GIVEN INFORMATION:
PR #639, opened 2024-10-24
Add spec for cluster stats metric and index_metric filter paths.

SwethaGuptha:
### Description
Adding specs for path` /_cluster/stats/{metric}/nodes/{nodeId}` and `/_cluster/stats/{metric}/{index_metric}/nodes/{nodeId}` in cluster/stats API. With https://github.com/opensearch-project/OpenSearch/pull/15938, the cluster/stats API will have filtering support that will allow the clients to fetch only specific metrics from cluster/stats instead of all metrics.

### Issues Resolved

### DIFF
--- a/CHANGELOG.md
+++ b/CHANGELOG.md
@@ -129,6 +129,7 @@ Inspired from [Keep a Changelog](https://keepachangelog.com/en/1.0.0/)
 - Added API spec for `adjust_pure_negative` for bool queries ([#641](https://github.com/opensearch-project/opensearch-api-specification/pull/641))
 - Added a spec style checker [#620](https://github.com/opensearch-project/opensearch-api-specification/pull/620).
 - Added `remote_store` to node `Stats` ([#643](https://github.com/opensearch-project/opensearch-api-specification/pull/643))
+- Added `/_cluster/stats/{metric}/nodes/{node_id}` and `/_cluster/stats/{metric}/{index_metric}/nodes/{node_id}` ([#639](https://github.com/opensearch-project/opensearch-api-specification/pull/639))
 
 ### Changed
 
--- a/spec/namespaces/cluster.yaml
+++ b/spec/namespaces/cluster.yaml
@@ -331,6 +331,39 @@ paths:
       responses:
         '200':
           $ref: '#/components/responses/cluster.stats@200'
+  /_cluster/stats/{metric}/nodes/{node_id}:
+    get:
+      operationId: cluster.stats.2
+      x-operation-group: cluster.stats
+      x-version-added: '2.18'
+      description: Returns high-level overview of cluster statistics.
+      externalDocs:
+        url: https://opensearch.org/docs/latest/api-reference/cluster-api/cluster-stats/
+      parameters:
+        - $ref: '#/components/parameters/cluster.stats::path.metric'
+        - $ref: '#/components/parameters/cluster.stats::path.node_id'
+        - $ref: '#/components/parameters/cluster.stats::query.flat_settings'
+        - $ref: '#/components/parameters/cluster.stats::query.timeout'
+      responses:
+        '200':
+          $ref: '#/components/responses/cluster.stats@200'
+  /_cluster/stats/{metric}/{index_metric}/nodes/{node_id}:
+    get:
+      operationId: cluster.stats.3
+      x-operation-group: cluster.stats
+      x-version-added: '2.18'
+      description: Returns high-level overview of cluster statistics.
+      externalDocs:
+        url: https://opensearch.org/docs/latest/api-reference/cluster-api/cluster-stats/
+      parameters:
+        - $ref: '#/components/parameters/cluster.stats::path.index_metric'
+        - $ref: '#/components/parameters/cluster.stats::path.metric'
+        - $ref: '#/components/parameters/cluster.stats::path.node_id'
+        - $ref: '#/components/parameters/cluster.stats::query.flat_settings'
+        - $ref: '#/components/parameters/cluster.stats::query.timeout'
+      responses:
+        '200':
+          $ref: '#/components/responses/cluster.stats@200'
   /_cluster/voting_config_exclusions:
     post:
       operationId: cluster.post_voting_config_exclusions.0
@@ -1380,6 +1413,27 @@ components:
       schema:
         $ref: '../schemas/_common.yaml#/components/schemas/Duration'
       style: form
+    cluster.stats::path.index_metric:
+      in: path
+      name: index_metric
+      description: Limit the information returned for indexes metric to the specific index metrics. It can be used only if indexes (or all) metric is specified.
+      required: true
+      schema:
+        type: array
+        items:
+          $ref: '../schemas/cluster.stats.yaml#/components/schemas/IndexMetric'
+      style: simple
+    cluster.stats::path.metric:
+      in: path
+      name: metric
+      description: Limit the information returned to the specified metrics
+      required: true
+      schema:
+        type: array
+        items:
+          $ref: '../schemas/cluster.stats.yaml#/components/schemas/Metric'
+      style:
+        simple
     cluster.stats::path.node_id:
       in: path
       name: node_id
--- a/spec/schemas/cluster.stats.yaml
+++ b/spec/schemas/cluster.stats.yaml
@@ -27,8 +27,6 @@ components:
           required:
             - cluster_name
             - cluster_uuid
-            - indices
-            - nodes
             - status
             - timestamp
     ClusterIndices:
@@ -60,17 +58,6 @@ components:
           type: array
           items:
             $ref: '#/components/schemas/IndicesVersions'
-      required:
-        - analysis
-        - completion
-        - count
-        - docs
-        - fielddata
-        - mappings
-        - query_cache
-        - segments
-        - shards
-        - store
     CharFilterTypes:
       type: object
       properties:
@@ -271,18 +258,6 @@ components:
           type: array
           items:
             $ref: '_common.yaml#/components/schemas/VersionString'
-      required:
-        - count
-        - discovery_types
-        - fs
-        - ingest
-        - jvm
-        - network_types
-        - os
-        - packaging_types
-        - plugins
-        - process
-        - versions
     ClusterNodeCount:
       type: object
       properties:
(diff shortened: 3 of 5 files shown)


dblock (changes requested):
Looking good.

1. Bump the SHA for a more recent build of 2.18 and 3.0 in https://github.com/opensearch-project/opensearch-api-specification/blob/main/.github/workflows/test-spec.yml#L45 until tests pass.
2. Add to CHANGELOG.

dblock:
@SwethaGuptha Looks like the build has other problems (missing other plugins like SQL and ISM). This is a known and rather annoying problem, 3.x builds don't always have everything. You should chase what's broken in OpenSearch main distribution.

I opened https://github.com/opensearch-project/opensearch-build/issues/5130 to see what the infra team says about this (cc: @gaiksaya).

==

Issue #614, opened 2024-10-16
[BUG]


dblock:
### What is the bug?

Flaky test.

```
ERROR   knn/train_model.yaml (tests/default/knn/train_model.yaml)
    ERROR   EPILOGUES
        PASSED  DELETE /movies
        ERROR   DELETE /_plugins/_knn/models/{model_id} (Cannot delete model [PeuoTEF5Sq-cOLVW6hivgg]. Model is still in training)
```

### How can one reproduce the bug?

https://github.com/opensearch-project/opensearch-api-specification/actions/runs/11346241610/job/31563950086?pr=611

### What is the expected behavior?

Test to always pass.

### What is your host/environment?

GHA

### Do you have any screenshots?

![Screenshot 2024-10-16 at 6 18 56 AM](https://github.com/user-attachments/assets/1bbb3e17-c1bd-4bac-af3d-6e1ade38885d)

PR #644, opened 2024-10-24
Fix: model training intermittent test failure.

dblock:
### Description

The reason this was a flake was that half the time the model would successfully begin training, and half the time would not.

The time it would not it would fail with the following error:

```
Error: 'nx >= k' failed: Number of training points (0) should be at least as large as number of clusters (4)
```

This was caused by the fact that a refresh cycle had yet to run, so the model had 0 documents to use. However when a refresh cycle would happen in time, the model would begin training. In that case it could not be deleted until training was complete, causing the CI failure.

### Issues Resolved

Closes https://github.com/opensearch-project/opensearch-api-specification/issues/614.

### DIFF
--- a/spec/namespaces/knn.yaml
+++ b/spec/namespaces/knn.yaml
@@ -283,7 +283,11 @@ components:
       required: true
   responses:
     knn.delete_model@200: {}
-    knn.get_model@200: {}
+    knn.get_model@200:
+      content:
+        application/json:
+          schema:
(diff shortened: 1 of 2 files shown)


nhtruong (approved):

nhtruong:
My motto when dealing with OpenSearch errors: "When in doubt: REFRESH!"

BRIEF:
In the records above, locate each line with the word "begin". Copy all such lines.

ANSWER SECTION:
The reason this was a flake was that half the time the model would successfully begin training, and half the time would not.
This was caused by the fact that a refresh cycle had yet to run, so the model had 0 documents to use. However when a refresh cycle would happen in time, the model would begin training. In that case it could not be deleted until training was complete, causing the CI failure.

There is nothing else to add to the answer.